Stored items

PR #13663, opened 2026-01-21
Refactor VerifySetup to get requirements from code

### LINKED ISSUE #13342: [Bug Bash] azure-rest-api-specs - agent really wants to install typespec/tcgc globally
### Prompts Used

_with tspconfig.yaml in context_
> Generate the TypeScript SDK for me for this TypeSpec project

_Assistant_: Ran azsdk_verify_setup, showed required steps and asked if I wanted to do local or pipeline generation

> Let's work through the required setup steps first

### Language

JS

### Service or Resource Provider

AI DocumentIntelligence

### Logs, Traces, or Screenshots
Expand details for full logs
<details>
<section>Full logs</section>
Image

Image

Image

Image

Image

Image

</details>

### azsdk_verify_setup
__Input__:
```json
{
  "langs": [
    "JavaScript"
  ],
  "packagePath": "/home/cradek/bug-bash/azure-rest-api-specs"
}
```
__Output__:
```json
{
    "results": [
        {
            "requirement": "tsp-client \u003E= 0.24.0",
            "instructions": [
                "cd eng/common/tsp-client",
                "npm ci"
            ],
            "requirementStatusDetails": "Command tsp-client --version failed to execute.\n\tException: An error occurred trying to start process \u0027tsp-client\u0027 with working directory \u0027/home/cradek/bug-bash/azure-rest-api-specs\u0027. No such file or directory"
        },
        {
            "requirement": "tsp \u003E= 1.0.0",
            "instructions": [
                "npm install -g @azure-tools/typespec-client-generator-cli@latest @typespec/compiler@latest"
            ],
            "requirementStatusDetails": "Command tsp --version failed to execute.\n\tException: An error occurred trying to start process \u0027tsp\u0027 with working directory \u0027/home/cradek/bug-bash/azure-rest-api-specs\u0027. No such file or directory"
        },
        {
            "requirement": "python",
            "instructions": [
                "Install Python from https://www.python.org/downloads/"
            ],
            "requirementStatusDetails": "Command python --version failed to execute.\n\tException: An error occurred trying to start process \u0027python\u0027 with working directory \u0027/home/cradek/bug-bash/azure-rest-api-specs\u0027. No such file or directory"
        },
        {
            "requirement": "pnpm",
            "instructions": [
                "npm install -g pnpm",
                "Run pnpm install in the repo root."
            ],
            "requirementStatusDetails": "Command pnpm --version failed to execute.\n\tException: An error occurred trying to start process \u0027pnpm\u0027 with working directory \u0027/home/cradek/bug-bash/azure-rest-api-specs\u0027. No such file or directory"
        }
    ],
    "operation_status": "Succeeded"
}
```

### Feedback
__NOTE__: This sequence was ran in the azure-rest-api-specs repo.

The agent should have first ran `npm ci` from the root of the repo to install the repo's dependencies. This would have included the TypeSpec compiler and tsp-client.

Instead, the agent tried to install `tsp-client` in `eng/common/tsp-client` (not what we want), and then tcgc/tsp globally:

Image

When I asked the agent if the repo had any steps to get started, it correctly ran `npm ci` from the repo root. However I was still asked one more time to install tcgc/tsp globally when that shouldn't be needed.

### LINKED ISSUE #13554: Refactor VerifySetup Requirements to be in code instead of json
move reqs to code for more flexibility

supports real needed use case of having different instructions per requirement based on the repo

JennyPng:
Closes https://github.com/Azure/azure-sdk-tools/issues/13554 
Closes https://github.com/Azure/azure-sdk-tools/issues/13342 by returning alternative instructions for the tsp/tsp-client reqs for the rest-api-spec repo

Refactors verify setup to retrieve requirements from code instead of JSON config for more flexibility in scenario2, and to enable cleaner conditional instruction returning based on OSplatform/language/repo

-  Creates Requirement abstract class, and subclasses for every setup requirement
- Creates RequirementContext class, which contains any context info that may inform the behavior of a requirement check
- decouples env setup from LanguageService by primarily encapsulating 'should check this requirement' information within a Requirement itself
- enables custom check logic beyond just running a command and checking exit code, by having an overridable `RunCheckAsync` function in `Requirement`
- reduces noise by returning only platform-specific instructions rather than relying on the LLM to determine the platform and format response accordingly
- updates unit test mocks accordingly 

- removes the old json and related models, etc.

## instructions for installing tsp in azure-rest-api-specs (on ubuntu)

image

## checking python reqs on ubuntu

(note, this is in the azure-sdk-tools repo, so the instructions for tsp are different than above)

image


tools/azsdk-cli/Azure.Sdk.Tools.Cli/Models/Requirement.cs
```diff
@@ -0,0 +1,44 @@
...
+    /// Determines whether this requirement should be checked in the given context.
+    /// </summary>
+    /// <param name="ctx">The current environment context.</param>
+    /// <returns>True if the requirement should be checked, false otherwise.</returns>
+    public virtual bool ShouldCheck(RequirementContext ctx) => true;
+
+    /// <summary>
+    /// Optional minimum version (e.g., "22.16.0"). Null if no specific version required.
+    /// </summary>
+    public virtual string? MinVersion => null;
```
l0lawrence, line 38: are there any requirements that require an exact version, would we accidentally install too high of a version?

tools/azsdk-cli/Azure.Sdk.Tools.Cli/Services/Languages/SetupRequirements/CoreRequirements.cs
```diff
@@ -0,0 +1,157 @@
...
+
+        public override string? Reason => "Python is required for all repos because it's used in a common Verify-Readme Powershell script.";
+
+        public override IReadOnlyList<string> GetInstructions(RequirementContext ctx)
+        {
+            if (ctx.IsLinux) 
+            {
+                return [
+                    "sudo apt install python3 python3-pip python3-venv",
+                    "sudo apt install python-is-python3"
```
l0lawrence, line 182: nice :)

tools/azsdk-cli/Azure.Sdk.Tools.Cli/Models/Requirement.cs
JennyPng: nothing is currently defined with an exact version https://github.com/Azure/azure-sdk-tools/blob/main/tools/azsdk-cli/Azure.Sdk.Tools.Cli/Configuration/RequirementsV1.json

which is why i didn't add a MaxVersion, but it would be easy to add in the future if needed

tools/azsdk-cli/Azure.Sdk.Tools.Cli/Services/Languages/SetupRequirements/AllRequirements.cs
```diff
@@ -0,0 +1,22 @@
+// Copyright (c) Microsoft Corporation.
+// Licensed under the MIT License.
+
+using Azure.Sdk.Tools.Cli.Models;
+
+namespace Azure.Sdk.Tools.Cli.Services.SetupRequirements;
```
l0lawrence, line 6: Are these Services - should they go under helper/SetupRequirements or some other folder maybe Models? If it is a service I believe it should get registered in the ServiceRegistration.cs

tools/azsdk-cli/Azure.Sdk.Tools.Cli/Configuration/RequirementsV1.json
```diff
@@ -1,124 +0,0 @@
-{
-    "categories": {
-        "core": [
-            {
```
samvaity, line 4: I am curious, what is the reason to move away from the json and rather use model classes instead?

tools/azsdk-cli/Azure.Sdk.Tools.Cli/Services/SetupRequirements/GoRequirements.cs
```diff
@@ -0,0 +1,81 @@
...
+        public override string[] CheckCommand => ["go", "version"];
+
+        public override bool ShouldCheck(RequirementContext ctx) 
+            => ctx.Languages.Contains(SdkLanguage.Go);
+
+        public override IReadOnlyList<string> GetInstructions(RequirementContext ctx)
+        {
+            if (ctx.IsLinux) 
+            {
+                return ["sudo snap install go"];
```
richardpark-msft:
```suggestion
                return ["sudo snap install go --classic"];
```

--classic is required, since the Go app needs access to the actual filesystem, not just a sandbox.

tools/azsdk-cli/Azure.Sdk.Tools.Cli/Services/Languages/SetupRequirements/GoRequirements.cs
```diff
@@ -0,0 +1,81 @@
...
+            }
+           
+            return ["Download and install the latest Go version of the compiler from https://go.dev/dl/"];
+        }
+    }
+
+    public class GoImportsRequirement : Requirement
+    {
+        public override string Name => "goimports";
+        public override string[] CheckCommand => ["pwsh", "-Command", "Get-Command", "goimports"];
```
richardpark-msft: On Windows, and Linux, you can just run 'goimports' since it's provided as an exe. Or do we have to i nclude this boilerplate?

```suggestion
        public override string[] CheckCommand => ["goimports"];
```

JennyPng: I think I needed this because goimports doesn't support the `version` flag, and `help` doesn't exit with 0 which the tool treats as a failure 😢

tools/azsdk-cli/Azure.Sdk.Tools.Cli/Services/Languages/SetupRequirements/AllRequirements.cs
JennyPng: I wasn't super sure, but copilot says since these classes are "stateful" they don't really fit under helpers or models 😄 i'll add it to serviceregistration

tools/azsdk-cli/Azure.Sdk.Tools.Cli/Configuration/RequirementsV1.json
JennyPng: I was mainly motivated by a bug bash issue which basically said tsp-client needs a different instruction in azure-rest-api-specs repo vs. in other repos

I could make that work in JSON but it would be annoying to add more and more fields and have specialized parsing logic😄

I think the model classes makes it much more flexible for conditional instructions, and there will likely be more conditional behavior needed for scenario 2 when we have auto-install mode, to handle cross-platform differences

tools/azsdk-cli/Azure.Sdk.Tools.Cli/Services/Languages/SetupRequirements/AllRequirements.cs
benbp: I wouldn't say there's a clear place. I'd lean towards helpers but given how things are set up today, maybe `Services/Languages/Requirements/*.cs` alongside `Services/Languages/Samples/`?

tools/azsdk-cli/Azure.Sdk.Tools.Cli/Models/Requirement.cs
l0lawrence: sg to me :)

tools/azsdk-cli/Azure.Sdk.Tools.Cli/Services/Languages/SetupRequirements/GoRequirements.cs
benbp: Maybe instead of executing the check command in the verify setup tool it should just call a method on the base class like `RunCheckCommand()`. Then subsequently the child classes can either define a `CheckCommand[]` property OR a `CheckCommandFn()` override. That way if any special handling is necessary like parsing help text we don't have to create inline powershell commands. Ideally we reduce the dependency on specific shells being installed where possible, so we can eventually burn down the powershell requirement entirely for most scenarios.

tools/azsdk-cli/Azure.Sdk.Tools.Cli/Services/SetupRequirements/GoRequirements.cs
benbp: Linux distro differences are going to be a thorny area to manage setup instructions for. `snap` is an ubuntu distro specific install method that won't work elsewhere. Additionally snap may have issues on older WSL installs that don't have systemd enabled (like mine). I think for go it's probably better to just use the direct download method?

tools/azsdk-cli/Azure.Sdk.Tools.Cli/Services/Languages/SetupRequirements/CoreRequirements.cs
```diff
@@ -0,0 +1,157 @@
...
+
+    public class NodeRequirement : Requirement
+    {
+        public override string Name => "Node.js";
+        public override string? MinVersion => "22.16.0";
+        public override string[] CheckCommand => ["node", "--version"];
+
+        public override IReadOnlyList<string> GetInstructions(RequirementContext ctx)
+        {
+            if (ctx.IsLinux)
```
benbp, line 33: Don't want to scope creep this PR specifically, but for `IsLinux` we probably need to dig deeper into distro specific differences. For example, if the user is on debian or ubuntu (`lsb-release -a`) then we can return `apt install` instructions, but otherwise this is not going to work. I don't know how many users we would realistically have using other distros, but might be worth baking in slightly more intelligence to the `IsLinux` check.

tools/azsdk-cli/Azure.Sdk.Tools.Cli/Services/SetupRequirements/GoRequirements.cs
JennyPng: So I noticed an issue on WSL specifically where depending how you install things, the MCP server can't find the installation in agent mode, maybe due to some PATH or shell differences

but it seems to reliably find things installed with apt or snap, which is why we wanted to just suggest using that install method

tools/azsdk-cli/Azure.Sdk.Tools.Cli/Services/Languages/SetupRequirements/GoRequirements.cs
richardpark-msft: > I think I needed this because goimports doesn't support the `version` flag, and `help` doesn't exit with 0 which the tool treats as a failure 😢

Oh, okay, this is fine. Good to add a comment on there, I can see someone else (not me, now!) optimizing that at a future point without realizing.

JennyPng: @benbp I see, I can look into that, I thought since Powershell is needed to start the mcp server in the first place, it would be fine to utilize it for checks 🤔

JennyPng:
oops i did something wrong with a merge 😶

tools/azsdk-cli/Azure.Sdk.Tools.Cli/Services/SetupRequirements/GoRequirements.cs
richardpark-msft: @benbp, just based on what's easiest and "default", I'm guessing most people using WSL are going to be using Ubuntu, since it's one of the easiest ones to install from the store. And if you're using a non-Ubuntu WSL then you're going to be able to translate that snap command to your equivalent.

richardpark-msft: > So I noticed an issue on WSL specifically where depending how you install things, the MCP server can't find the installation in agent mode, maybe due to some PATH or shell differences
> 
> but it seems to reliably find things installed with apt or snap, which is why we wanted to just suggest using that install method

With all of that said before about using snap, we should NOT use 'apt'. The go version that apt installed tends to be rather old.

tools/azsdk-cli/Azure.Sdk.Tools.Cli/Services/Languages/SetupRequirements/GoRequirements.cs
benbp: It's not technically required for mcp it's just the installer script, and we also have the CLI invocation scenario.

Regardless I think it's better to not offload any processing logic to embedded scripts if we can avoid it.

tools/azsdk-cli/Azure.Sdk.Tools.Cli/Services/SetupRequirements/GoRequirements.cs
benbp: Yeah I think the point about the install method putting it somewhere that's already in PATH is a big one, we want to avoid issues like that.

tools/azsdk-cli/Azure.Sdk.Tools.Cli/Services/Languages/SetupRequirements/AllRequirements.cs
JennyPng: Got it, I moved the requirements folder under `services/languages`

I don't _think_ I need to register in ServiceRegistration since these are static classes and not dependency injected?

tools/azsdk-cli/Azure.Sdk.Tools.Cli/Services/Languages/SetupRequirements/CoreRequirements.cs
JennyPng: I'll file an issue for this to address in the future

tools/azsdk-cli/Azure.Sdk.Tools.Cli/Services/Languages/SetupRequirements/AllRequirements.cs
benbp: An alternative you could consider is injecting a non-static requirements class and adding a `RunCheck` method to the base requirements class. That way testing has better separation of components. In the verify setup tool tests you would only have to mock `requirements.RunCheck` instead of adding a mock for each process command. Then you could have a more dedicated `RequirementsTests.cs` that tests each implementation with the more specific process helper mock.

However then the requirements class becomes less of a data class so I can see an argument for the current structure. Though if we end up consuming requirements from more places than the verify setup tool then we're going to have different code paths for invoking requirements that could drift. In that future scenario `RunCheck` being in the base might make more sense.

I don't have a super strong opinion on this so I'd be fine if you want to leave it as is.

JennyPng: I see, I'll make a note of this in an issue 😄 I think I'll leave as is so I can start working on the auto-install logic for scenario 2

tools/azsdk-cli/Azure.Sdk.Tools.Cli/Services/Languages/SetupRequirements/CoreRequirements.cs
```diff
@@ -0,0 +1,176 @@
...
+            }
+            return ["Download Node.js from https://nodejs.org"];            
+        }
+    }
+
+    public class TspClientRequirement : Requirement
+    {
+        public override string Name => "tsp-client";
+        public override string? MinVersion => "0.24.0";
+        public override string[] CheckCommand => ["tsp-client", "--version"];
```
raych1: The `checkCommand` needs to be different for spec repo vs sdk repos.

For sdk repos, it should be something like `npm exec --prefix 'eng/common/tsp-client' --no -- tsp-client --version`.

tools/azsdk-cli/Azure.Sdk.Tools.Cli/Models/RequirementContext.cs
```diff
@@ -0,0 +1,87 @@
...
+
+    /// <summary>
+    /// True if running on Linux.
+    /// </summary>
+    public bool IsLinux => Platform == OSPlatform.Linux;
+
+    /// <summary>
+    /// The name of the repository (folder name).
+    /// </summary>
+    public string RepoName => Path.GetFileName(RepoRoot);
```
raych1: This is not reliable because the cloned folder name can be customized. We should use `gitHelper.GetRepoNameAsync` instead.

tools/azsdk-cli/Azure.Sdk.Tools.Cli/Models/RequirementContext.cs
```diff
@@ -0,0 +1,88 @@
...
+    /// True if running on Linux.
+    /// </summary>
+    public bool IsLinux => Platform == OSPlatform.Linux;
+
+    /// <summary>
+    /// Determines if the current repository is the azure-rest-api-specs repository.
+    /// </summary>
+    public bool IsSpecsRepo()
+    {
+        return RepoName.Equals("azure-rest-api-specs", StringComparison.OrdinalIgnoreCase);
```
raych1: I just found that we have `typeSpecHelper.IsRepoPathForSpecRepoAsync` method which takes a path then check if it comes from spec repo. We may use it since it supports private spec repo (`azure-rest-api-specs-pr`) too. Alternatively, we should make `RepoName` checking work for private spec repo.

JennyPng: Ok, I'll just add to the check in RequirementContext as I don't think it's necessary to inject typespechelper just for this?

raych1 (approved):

...

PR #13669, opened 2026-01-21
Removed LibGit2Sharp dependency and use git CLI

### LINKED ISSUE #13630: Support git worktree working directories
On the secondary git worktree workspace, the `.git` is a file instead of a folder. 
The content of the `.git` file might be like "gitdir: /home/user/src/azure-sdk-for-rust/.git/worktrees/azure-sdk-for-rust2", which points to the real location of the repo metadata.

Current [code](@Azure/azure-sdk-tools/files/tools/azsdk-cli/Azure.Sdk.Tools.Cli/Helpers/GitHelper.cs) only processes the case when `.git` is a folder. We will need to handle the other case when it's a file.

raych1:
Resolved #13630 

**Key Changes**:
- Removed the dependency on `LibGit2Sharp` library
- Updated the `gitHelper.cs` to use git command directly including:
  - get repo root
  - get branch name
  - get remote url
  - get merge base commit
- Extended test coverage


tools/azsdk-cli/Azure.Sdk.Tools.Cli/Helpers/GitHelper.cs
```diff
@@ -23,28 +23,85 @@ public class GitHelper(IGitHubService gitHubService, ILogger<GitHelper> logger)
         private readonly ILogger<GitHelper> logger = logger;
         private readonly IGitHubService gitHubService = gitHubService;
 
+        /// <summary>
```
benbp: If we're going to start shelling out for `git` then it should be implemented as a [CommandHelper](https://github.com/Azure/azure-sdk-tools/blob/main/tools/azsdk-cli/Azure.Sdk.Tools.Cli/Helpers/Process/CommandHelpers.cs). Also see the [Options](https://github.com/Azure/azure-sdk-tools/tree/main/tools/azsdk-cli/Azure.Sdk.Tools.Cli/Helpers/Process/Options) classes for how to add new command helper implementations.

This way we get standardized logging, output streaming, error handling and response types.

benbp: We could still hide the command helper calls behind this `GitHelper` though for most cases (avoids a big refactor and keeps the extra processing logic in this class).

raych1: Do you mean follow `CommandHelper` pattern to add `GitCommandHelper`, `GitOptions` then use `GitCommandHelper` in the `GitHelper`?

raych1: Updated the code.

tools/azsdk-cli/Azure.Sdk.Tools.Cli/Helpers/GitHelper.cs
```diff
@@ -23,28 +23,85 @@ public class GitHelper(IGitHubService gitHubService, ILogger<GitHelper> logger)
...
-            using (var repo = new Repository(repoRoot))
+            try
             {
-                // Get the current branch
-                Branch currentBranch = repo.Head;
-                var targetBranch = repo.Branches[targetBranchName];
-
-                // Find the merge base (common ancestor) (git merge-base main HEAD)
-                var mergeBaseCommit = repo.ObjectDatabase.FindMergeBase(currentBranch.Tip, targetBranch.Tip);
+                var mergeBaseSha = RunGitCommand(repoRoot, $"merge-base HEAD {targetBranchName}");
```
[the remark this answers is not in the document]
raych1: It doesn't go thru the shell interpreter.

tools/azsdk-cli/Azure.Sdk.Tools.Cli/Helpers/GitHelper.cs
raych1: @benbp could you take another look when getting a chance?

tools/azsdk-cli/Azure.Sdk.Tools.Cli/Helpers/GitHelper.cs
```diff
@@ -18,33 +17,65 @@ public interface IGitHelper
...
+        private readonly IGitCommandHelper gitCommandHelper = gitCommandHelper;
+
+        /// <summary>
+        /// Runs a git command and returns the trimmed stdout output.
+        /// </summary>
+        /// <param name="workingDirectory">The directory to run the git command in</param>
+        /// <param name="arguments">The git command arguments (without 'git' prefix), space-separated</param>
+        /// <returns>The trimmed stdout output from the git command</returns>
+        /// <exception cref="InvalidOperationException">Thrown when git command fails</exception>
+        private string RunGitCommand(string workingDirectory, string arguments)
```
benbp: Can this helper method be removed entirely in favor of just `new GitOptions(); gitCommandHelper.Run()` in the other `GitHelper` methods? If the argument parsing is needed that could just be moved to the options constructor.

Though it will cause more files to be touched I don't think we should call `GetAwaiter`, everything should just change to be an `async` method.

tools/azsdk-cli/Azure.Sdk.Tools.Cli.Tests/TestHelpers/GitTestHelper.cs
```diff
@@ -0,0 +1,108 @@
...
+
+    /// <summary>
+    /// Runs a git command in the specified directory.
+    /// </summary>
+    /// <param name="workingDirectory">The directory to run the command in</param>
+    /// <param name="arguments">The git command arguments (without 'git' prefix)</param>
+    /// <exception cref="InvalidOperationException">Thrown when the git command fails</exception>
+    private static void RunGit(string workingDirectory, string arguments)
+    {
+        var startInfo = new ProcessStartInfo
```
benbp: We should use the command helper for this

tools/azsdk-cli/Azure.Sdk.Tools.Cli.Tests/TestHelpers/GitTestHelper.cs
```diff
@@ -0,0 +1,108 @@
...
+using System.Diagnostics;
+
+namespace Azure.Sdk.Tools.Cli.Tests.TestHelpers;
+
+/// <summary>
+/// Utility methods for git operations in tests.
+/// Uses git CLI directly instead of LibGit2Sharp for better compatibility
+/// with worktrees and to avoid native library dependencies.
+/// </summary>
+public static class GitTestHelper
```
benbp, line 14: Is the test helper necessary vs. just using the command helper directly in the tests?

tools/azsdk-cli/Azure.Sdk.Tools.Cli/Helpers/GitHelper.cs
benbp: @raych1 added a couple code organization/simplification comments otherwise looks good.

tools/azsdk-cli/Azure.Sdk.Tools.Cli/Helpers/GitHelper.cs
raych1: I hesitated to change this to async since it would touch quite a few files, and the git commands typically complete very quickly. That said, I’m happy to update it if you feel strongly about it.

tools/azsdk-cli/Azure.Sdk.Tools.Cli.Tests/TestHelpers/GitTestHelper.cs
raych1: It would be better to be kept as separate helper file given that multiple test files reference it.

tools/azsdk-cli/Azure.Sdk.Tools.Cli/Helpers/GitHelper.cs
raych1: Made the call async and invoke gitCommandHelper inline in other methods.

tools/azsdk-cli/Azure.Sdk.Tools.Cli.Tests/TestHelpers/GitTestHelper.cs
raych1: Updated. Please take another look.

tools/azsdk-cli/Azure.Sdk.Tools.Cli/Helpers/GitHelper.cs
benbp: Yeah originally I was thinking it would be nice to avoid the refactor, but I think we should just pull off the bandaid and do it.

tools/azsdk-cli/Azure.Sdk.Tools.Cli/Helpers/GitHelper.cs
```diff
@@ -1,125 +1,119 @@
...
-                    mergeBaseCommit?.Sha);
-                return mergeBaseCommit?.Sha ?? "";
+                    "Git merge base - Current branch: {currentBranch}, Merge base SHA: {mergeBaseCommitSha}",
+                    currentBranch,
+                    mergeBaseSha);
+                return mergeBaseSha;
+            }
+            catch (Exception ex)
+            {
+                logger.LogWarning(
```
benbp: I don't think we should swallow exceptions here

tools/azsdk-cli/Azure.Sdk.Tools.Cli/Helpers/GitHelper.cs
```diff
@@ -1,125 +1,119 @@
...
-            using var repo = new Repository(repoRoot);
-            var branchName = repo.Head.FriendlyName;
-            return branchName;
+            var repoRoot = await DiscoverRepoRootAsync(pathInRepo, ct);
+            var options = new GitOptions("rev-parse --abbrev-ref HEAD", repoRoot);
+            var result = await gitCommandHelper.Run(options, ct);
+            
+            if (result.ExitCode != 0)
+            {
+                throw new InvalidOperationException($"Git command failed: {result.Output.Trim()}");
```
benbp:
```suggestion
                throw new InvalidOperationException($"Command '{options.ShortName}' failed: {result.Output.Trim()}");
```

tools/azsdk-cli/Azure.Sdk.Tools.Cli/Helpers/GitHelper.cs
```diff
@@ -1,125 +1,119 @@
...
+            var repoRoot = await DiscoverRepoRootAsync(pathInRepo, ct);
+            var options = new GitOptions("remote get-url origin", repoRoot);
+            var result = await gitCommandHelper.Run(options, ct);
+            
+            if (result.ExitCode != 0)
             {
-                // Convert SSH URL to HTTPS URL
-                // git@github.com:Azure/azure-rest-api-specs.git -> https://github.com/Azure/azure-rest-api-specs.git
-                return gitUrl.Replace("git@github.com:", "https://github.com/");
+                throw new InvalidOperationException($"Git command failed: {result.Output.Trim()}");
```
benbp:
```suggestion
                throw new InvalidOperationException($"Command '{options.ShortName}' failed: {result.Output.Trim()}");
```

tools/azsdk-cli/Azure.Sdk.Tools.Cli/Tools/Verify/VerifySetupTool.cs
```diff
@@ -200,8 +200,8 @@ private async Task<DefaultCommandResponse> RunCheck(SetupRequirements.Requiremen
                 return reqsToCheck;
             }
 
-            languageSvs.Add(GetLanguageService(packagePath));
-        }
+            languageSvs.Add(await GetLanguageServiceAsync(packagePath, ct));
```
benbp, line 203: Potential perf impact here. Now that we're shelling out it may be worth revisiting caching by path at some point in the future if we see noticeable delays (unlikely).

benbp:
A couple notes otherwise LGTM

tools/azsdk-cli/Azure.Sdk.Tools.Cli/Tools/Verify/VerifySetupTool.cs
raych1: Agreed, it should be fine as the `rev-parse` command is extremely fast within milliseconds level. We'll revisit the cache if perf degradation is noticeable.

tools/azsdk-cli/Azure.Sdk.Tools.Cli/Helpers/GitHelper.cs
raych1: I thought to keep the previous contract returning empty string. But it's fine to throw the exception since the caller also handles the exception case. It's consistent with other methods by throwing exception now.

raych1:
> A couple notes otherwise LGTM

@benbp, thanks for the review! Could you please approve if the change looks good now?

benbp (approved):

Action item: Please report, as a bare number, how many lines of the data contain the word "dependencies".

Output: 2